- Author, Matilda Welin
- Role, BBC Culture
Todos nós temos certas peças de roupa com as quais nos sentimos mais confortáveis e que acabamos vestindo com mais frequência, embora tenhamos outras 10 peças de roupas que cumpririam o mesmo propósito no guarda-roupa.
Um jeans que cai melhor que todos os outros, ou uma camiseta que nos represente melhor, a nossa melhor e mais verdadeira identidade em forma de alfaiataria.
E enquanto as semanas de moda de Nova York, Londres, Paris e Milão pretendem criar um impulso de compras para os novos estilos indispensáveis do outono de 2024, muitos de nós estamos reclinados no sofá ou dando um passeio no parque usando o mesmo suéter que escolhemos quase todos os dias durante anos.
Mas por que isso acontece? E como os nossos hábitos preguiçosos de vestir nos tornam apoiadores da sustentabilidade?
Ruth Barrett e seu parceiro Jordan se casaram uma semana antes da pandemia fechar os estabelecimentos na Grã-Bretanha, durante a quarentena. O casal comemorou o casamento na hora certa, mas perdeu a lua de mel.
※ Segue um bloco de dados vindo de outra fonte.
PR #3971, opened 2019-12-17
Split filter items to avoid BSON document too large if source repo contains > 345,000 units of same type

zxiong:
The issue was caused by long query (>16M) if source repo contains too many
units ( > 345,000) of same type.

The PR splits unit_ids in the filter to several chunks, then fetches data
separately, eventually combines all results.

Note that the PR only handle the case when the query does not need to sort.
It means the PR will not help if the query contains sorting. So the patch does
not fix the issue pulp#2220 completely.

ref pulp#2220
https://pulp.plan.io/issues/2220

### DIFF
--- a/server/pulp/server/managers/repo/unit_association_query.py
+++ b/server/pulp/server/managers/repo/unit_association_query.py
@@ -23,6 +23,8 @@ SORT_DESCENDING = pymongo.DESCENDING
 
 _VALID_DIRECTIONS = (SORT_ASCENDING, SORT_DESCENDING)
 
+UNITS_BATCH_SIZE = 100000
+
 
 class RepoUnitAssociationQueryManager(object):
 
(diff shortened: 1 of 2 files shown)


rbikar:
@zxiong  Looks good to me, I'd rather leave +1 for pulp developer as I'm not that familiar with this part of code.

dkliban:
ok test

daviddavis:
This patch looks good to me. I've asked the Pulp team for a second review since I haven't worked much in this area of Pulp 2.

Also, I think we'll probably wait until @ipanova is back in January to merge this since we don't have any upcoming releases scheduled before her return.

server/pulp/server/managers/repo/unit_association_query.py
```diff
@@ -23,6 +23,7 @@
 
 _VALID_DIRECTIONS = (SORT_ASCENDING, SORT_DESCENDING)
 
+UNITS_CHUNK_SIZE = 100000
```
ipanova: i would rather name this variable units_batch_size, chunk can be confusing

server/pulp/server/managers/repo/unit_association_query.py
```diff
@@ -115,9 +116,23 @@ def get_units(self, repo_id, criteria=None, as_generator=False):
...
         # collections once we've returned our limit of results.
         # Be sure to skip cursors that would otherwise return an empty result set.
-        units_cursors = (self._associated_units_by_type_cursor(t, criteria,
-                                                               associations_lookup[t].keys())
-                         for t in association_unit_types if t in associations_lookup)
+        if criteria.unit_sort:
+            units_cursors = (self._associated_units_by_type_cursor(t, criteria,
+                                                                   associations_lookup[t].keys())
+                             for t in association_unit_types if t in associations_lookup)
+        else:
```
ipanova, line 129: if you could leave here a comment with an explanation something along the lines https://pulp.plan.io/issues/2220#note-2 that would be very helpful whenever we'd look into this code in the future.

ipanova:
@zxiong thank you for the patch, it looks good, i left 2 minor comments.

server/pulp/server/managers/repo/unit_association_query.py
zxiong: Replaced UNITS_CHUNK_SIZE with UNITS_BATCH_SIZE.

server/pulp/server/managers/repo/unit_association_query.py
zxiong: Added comments to explain why and how to change.

ipanova:
ok test

ipanova (approved):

Diante de tantas coisas acontecendo, a viagem perdida não foi muito importante, diz Barrett, mas quando ela e Jordan puderam dirigir seu carro pela região para uma pequena lua de mel alguns meses depois, o momento foi considerado muito especial.
“Obviamente havia muitas outras coisas que eram muito mais importantes”, disse Barrett à BBC Culture. “Isso foi tão angustiante [na época], mas conseguimos um pequeno momento de felicidade.”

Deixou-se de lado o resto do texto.